[WORK ITEM]
What follows are records. Restate all of them word for word.

★ ★ ★ ★ ★ ★ ★

PR #146, opened 2022-06-23
Make draw and seed generation deterministic in parallel simulations

mattkappel:
### Description
- *Category*: bugfix
- *JIRA issue*: [MIC-3193](https://jira.ihme.washington.edu/browse/MIC-3193)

★ ★ ★ ★ ★ ★ ★

[PROBLEM SOLUTION]
PR #146, opened 2022-06-23
Make draw and seed generation deterministic in parallel simulations

mattkappel:
### Description
- *Category*: bugfix
- *JIRA issue*: [MIC-3193](https://jira.ihme.washington.edu/browse/MIC-3193)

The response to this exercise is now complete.